第3話 【村の三人の少年 其の3】
せかへい 外伝12
著者:pirafu doria
作画:pirafu doria
第3話
【村の三人の少年 其の3】
次はパトとエスの練習試合である。
パトは武器や武術の技量は二人よりも多い。扱える武器の多さもあれば、それ地形に合わせた戦い方も習っている。
技術的な面を見れば、パトは二人に圧勝できる。しかし、
「試合開始!!」
開始と同時にエスは突っ込む。ルンバの時と同じような戦い方だ。
エスはルンバとパトの二人よりも運動能力が高く、それに戦闘における感も優れている。
師匠であるマティルに教えられたのは、自分を信じて突っ込め! という戦い方である。
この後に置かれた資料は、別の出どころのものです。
PR #247, opened 2016-09-12
METRON-412 Limit Profiler to Numeric Types Via Type System

nickwallen:
[METRON-412](https://issues.apache.org/jira/browse/METRON-412)

A `ProfileMeasurement` value must now be a `Number` not just any `Object`.  This more accurately reflects the requirements of a value, which must be numeric.  This was previously only checked at run-time, but with these changes it is now enforced at compile-time.

In addition, changed the `Serializer` from a simple container of two static methods, to an "interface plus implementation" that can be optionally swapped-out with a different implementation, should that be needed.  I imagine that someone may want to support BigInteger or something else like that in the future. 

Depends on existing pull requests. 
- [ ] #242


nickwallen:
Opened [METRON-415](https://issues.apache.org/jira/browse/METRON-415) in lieu of this PR.  This will provide greater flexibility for users of the Profiler.

PR #248, opened 2016-09-12
METRON-414: Kibana Ansible Install Fails with SSL Error

dlyle65535:
It looks as if nodesource introduced SNI over the weekend. Curl 7.18.1 supports this, so I've switched to curl for the nodesource repo download.

Tested on Quickdev Vagrant.


cestella:
+1, pending travis build

PR #249, opened 2016-09-13
METRON-413 Allow Start/End Time Range Search in Profiler Client API

nickwallen:
The current Profiler client API introduced in METRON-389 has an interface to search X seconds/minutes/days ago.  A start/end time range will give the user more flexibility in extracting the data they need.


cestella:
+1

PR #250, opened 2016-09-13
METRON-416: Provide the ability to store mergeable data structures for summarizing data on-line

cestella:
With the currently worked on profiler, we it will be advantageous for us to be able to store more than just numeric data as a profile. In particular, adding some common data structures that can be merged will allow us to store data at a fixed tick-rate, but merge the results from hbase across multiple ticks.

The following structures should be supported:
* An implementation of the `STATS` stellar functions which is backed by an online and mergeable class using distributional sketches for querying distribution.
* An implementation of bloom filters so that probabalistic existence queries can be made

This should facilitate simple statistical outlier analysis.


metron-platform/metron-common/src/main/java/org/apache/metron/common/math/stats/OnlineStatisticsProvider.java
```diff
@@ -0,0 +1,243 @@
...
+   * @param value
+   */
+  @Override
+  public void addValue(double value) {
+    long n1 = n;
+    min = min == null?value:Math.min(min, value);
+    max = max == null?value:Math.max(max, value);
+    sum += value;
+    sumOfLogs += Math.log(value);
+    sumOfSquares += value*value;
```
nickwallen: Do we need to check for overflow?  Does it make sense to accumulate doubles in a double?  Shouldn't we use something bigger than a double, like a BigDecimal?

cestella: Yeah, I'd prefer to avoid `BigDecimal` if at all possible due to performance concerns.  Also, I will point out that Commons Math also [uses](https://github.com/apache/commons-math/blob/050dfa6f0850174fdf958ce6751d2f06900201f8/src/main/java/org/apache/commons/math4/stat/descriptive/summary/SumOfSquares.java) `double` for its accumulation, so I think we're pretty safe for some large amount of headroom.  That being said, I will do the math ops via `ExactMath` so it throws an exception on overflow.  Good catch.

metron-platform/metron-common/src/test/java/org/apache/metron/common/stellar/StellarStatisticsFunctionsTest.java
```diff
@@ -215,10 +261,11 @@ public void testSumSquares() throws Exception {
...
   }
 
-  @Test(expected = ParseException.class)
+  @Test
   public void testKurtosisNoWindow() throws Exception {
     statsInit(0);
-    run("STATS_KURTOSIS(stats)", variables);
+    Object actual = run("STATS_KURTOSIS(stats)", variables);
+    assertEquals(stats.getKurtosis(), (Double) actual, 0.1);
   }
```
nickwallen: I think you can get rid of all the "test*[No]Window" tests (for skewness, percentile, and kurtosis) and replace them with a single test just like the others (max, min, count, etc) that test both scenarios.  Those were created only for tests where there was a behavioral difference between the 'windowed' versus 'non-windowed' implementation.

cestella:
Done, thanks for the comments.

nickwallen:
I don't see any unit tests that check for correct handling of overflow or underflow.  Am I missing them?

I modified the tests to see what happens and when you actually hit an overflow condition.  The code correctly detects it from what I can tell, but there is no indication that it occurred.  Similar to METRON-404, but not during function initialization.  The exception gets swallowed and all you see is "ParseException: Unable to pop an empty stack".  Could be addressed as a separate PR, but worthy of a fixin.

cestella:
Agree, both of them are irritating and now fixed.

nickwallen:
Nice +1 pending CI build

cestella:
Validated on Vagrant.

PR #251, opened 2016-09-14
METRON-418 Set TTL on HBase Puts

nickwallen:
For METRON-417, the goal is to use HBase's TTL mechanism to expire or age-out Profile data.  This PR provides the mechanism to set TTL values on HBase Puts.  

The HBaseClient is used to write ProfileMeasurement values to HBase. The client was updated so that a TTL can be attached to each Put. This will allow us to attach a TTL to each ProfileMeasurement written by the Profiler.

Tests were added to validate successful reads/write to HBase with a TTL, along with successful expiration of data based on a TTL.

Depends on the following existing PRs...
- [x] #246

PR #252, opened 2016-09-14
METRON-419 Update Tuple to HBase Mapper/Bolt to Set TTL

nickwallen:
For METRON-417, the goal is to use HBase's TTL mechanism to expire or age-out Profile data. This PR is another step toward that goal.

This PR alters the mechanism that maps tuples to HBase so that a TTL can be specified in a generic way. Each tuple is capable of being written to HBase with its own unique TTL value.

The dependency on the storm-hbase project, which is part of Apache Storm, has been removed.  The storm-hbase code could not be enhanced to support a TTL without changing the underlying implementation.  The HBaseMapper interface was altered so that implementation can specify the TTL value for each tuple.

Unit tests have been added to test writes with and without a TTL to HBase.

Depends on the following existing PRs...
- [x] #246 
- [x] #251


nickwallen:
merged master

cestella:
+1

PR #253, opened 2016-09-15
METRON-415: Allow a Profile to Store Any Type as its Value

cestella:
The profiler currently only supports profile's with one of the following numeric types; Integer, Short, Long, Double, or Float. There will be cases where a user will want to store non-numeric Objects like distributional statistics or a bloom filters. Enhance the Profiler to allow storage of any Object.


nickwallen:
+1

PR #255, opened 2016-09-15
METRON-422: Remove bluecoat.json

cestella:
title says it all.


dlyle65535:
+1. RPMs built and quick-dev ran.

PR #257, opened 2016-09-16
METRON-426: Stellar does not support scientific notation as a literal

cestella:
Stellar does not support scientific notation for expressing literal doubles. It should.

This is exercised in the unit tests for `StellarStatisticsTest` and `StellarTest` directly


cestella:
The issue around the `StellarScientificTest` change is that merging t-digests is not precisely the same as adding the same data to one t-digest.  Whether this is a bug in the t-digest code or whether it's an artifact of the theory, I don't know.  Because this test is using low amounts of data, it's prone to a bit of jitter it seems and the compression level specified before isn't sufficient to ensure that the epsilon chosen (1e-2) is sufficient for repeated runs.  I tightened up the compression level to 150 (which is still quite sensible) to make sure we can support at least 1e-2 accuracy for normally distributed data across 100 runs of 1000 elements.

metron-platform/metron-common/src/main/java/org/apache/metron/common/math/stats/OnlineStatisticsProvider.java
```diff
@@ -43,7 +43,7 @@
    * 100 is a sensible default and the number of centroids retained (to construct the sketch)
    * is usually a smallish (usually < 10) multiple of the compression.
    */
-  public static final int COMPRESSION = 100;
+  public static final int COMPRESSION = 150;
```
justinleet: Could you update the comment to reflect the compression default change?

cestella: yep

metron-platform/metron-common/src/test/java/org/apache/metron/common/stellar/StellarTest.java
```diff
@@ -173,6 +173,22 @@ public void testMapConstant() {
...
+      Assert.assertEquals(3, ((Number)run(query, ImmutableMap.of("casey", "casey"))).doubleValue(), 1e-3);
+    }
+    {
+      String query = "1.2 + 2";
+      Assert.assertEquals(3.2, ((Number)run(query, ImmutableMap.of("casey", "casey"))).doubleValue(), 1e-3);
+    }
+    {
+      String query = "1.2e-3 + 2";
+      Assert.assertEquals(1.2e-3 + 2, ((Number)run(query, ImmutableMap.of("casey", "casey"))).doubleValue(), 1e-3);
+    }
```
nickwallen: The `ImmutableMap.of("casey","casey")`(besides promoting your global brand ;) ) do nothing for these tests, right?  It'd be more clear, if we removed those.  Everything else looks good.  I'm a +1 if we can take care of this small issue.

cestella: You got it. :)

nickwallen:
+1 Less ego-driven. Ha.

nickwallen:
@justinleet I think everything you mentioned has been addressed.  Are you good with this PR?

PR #258, opened 2016-09-16
METRON-428: Allow a kafka offset to be passed to the ParserTopology CLI

cestella:
Currently the parser start utility does not support passing whether we want to start the topology at the beginning or where they left off.


dlyle65535:
+1 by inspection. Didn't run it up.

PR #259, opened 2016-09-16
METRON-429 Profiler Missing Dependencies When Uber Jar Deployed

nickwallen:
When the Profiler is packaged and deployed on a Metron environment, the topology does not start because the uber jar is missing HBase as a dependency.  Also, corrected the 'Getting Started' instructions in the README.

### DIFF
--- a/metron-analytics/metron-profiler-client/pom.xml
+++ b/metron-analytics/metron-profiler-client/pom.xml
@@ -44,6 +44,12 @@
         </dependency>
         <dependency>
             <groupId>org.apache.metron</groupId>
+            <artifactId>metron-integration-test</artifactId>
+            <version>${project.parent.version}</version>
+            <scope>test</scope>
+        </dependency>
+        <dependency>
+            <groupId>org.apache.metron</groupId>
             <artifactId>metron-test-utilities</artifactId>
             <version>${project.parent.version}</version>
             <scope>test</scope>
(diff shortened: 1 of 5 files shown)


cestella:
Great job, this looks good.  Could you walk us through a testing scenario in the quickdev environment with sample configs for the profiler and sample enrichment configs, please?  Similar to [here](https://github.com/apache/incubator-metron/pull/210#issuecomment-239825715).

nickwallen:
The scope of this PR is to fix a bug that causes the Profiler topology to fail during deployment due to missing dependencies.  This is supposed to fix an issue that you saw last week.  (Although, this seems to have broken the CI build so looks like I'll need to chase that now.)

I think you are thinking of METRON-421 which involves getting the Profiler Client API working in the Enrichment topology.  That work continues. Our lack of documentation around Enrichment is making METRON-421 quite painful.  But the link you sent above might help.  Thanks.

cestella:
I understand; I'll defer the request until METRON-421, then.  Sorry enrichment is biting you.

nickwallen:
Agreed. I'll have a working step-by-step set of instructions for METRON-421.  That's a good thing to have.  Maybe I'll add it as a 'Getting Started' type section to the README in `metron-profiler-client`.

cestella:
Yep, I think it's probably due for some more up-to-date instructions on at least the stellar enrichment adapter to make some of this easier.  If you have other scenarios that you're trying to do, I might be able to point you to testing instructions from other PRs that are similar enrichment-wise, too.  Just let me know.

cestella:
+1 pending CI build

PR #922, opened 2021-01-27
Verify SQLite version for Debian an Ubuntu

pnax:
Verify and update the Readme file.


matsduf (approved):
Great!

@mattias-p, can you check what version CentOS runs?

エスの感は騎士にも匹敵するほどであり、その感を活かせば、不意打ちにも対応できると教えられた。
突っ込んでくるエスに対して、パトは槍を深く構えた。
真正面から正直に突っ込んでくるなら、それにカウンターを合わせるのみ。しかし、ルンバのように相手を観察する力はパトにはない。
狙うのは初段を避けてからのカウンター。
つまりはこの攻撃に成功するかどうかがパトの勝敗になる。
エスが間合いに入る。
エスの突き攻撃を避けて、パトは反撃しようとするが、エスはそれを予期してきたようで躱されてしまった。
そしてパトの攻撃は当たらず、エスの次の攻撃でパトは負けた。
「勝負アリ!」
パトとエスは武器を置く。
「よーし、俺の勝ちだな!!」
エスは嬉しそうにはしゃぐ。
そんな中、ルンバがパトに教える。
「パトは臨機応変に対応できないんだよ。作戦を立てるとそのようにしか動けない。それが通用しなくてもその場に応じて行動しないと」
「うーん、それは分かってるんだけどなぁ、なかなかそれができないんだ」
パトと二人の違いは実戦の差である。パトは父親の村長の仕事を手伝っている。そのため村の中でも問題を解決したり、事務作業を行ったりが中心だ。
それに対して、門番として仕事をしている二人は、村に近づいたモンスターの退治も行うことがある。
そういう点でパトにはない応用力が二人にはあるのだ。
「よし、じゃあ、次は俺とやろう!」
ルンバは槍を持って立ち上がる。そしてパトに近づくとパトを立たせて、パトの槍に槍を持たせた。
今のところエスが一番で勝ち越している。だが、ここで負ければ、最下位が決まってしまう。
「おう、じゃあ、早速やるか!!」
パトは槍を受け取ると、ルンバと距離をとってください構えた。
ルンバも後ろに少し下がって、ちょうど良い距離に行くと、槍を構えて準備を始めた。
エスは槍を置いて地面に座ると、手を叩いた。